The South Kingstown police are investigating in cooperation with the state Occupational Safety Unit — part of the state’s Department of Labor and Training — and representatives of Public Safety Training, a Connecticut company.

Fire officials said a firefighter found LePage and began administering first aid. He was taken first to South County Hospital and then, by helicopter, to Rhode Island Hospital. A spokeswoman there said he died at 10:49 a.m. Tuesday.

By noon Tuesday, the flag at the Kingston station had been lowered to half staff. Ladder 1 from the Union Fire Department arrived so that volunteers could hang purple-and-black bunting over the bay for Ladder 2, the truck on which he usually served.

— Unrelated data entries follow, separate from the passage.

PR #1437, opened 2025-07-30
RUST-2228 Sync the driver to the BSON conversion API changes

abr-egn:
RUST-2228

Fortunately, most of the conversion traits we use are present in 2.x, so not much needed in the way of compat machinery - in fact I think the removal of the `encode_`/`decode_` prefixes means this is a net reduction there.

### DIFF
--- a/Cargo.toml
+++ b/Cargo.toml
@@ -138,8 +138,8 @@ optional = true
 features = ["serde"]
 
 [dependencies.mongocrypt]
-git = "https://github.com/abr-egn/libmongocrypt-rust.git"
-branch = "RUST-2228/bson-conversion-cleanup"
+git = "https://github.com/mongodb/libmongocrypt-rust.git"
+branch = "main"
 version = "0.3.1"
 default-features = false
 optional = true
--- a/Cargo.lock
+++ b/Cargo.lock
@@ -1642,7 +1642,7 @@ dependencies = [
 [[package]]
 name = "mongocrypt"
 version = "0.3.1"
-source = "git+https://github.com/abr-egn/libmongocrypt-rust.git?branch=RUST-2228%2Fbson-conversion-cleanup#6149ed3e24e2041942a3a98148f7d52fe7d4764a"
+source = "git+https://github.com/mongodb/libmongocrypt-rust.git?branch=main#694951462f80e3157b5e5a217543e5c30088604b"
 dependencies = [
  "bson 2.15.0",
  "bson 3.0.0",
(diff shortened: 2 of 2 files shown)


Cargo.toml
```diff
@@ -138,8 +138,8 @@ optional = true
 features = ["serde"]
 
 [dependencies.mongocrypt]
-git = "https://github.com/mongodb/libmongocrypt-rust.git"
-branch = "main"
+git = "https://github.com/abr-egn/libmongocrypt-rust.git"
```
abr-egn: I'll revert this once https://github.com/mongodb/libmongocrypt-rust/pull/47 goes in.

src/bson_compat.rs
```diff
@@ -29,20 +29,18 @@ pub(crate) fn cstr_to_str(cs: &CStr) -> &str {
     }
 }
 
+#[cfg(feature = "bson-3")]
 pub(crate) trait RawDocumentBufExt: Sized {
-    fn append_ref_compat<'a>(
+    fn append_ref<'a>(
```
abr-egn, line 34: This was unrelated but I realized I could drop the ugly `_compat` suffix by having this trait only be present when using `bson` 3.0.

src/operation/update.rs
```diff
@@ -144,18 +146,15 @@ impl OperationWithDefaults for Update {
             }
 
             if let Some(ref let_vars) = options.let_vars {
-                body.append(
-                    cstr!("let"),
-                    crate::bson_compat::serialize_to_raw_document_buf(&let_vars)?,
-                );
+                body.append(cstr!("let"), RawDocumentBuf::try_from(let_vars)?);
```
abr-egn, line 149: Also unrelated but a nice example of why it's valuable to have serialization be visually distinct from encoding - happened to notice that this didn't need to go via serde as I was reading through.

src/client/auth/aws.rs
```diff
@@ -75,7 +72,8 @@ async fn authenticate_stream_inner(
         // channel binding is not supported.
         "p": 110i32,
     };
-    let client_first_payload_bytes = client_first_payload.encode_to_vec()?;
+    let mut client_first_payload_bytes = vec![];
```
abr-egn, line 75: I don't think the few places `to_vec` would be used is worth keeping the extra compat overhead for it.

isabelatkinson (dismissed):

isabelatkinson (approved):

The truck was not there. Officials said it had been secured elsewhere as part of the investigation.

Volunteers hung bunting and consoled one another. Some had large cigars in their mouths — a tribute to LePage, who had been an avid cigar smoker.

LePage’s maintenance counterpart in the Union Fire Department spent the afternoon visiting that department’s eight fire stations to lower their flags to half-staff, Pinch said.

Most people knew LePage as “Pickles” before learning his real name.

Pinch said he heard LePage’s wife, Diane, tell a firefighter that he got the name at a baseball game when someone pointed him out and said he was a pickle. LePage answered, saying, “I’m a sour pickle,” and the name stuck, Pinch said.

Friends remembered him as a strong character in a small town, a gruff man who mellowed over the years. It didn’t take long for word to spread throughout town and in firefighting circles of the accident and then later the word of his death.

Aside from volunteering for the fire district, LePage worked for nearly 25 years for the Kingston Water District, retiring in 2004. Henry Meyer, the water district manager, described him as very dependable.

“If you had to ‘Pick’ somebody to get you out of a jam, it would be him,” Meyer said. “I don’t know how many fires he went to over the years but it was a lot, and that speaks more to the man than anything else. How many people do volunteer work in the first place, let alone four decades?”

Charlestown police Lt. Patrick J. McMahon said LePage had been a father figure for decades to many volunteers who moved on to full-time positions in Providence, Cranston, Warwick and Johnston.

“He was very dedicated to the fire service,” said Providence Battalion Fire Chief James Mirza, who was a URI student in the 1970s when he joined the Kingston department. “He liked things to be done right. He was very conscientious. He had that real long-term commitment to it, longer than anyone I’ve ever known.”

Longtime friend Dale Evans, who volunteers with the West Kingston Fire Department, part of the Union district, said LePage loved firefighting. “He loved it, loved it, loved it,” Evans said. He also loved to hunt, bagging a moose, a caribou and a grizzly bear on two hunting trips to Alaska, Evans said.

Aside from his wife, LePage is survived by a son, also named Allan.

Funeral arrangement have not yet been finalized.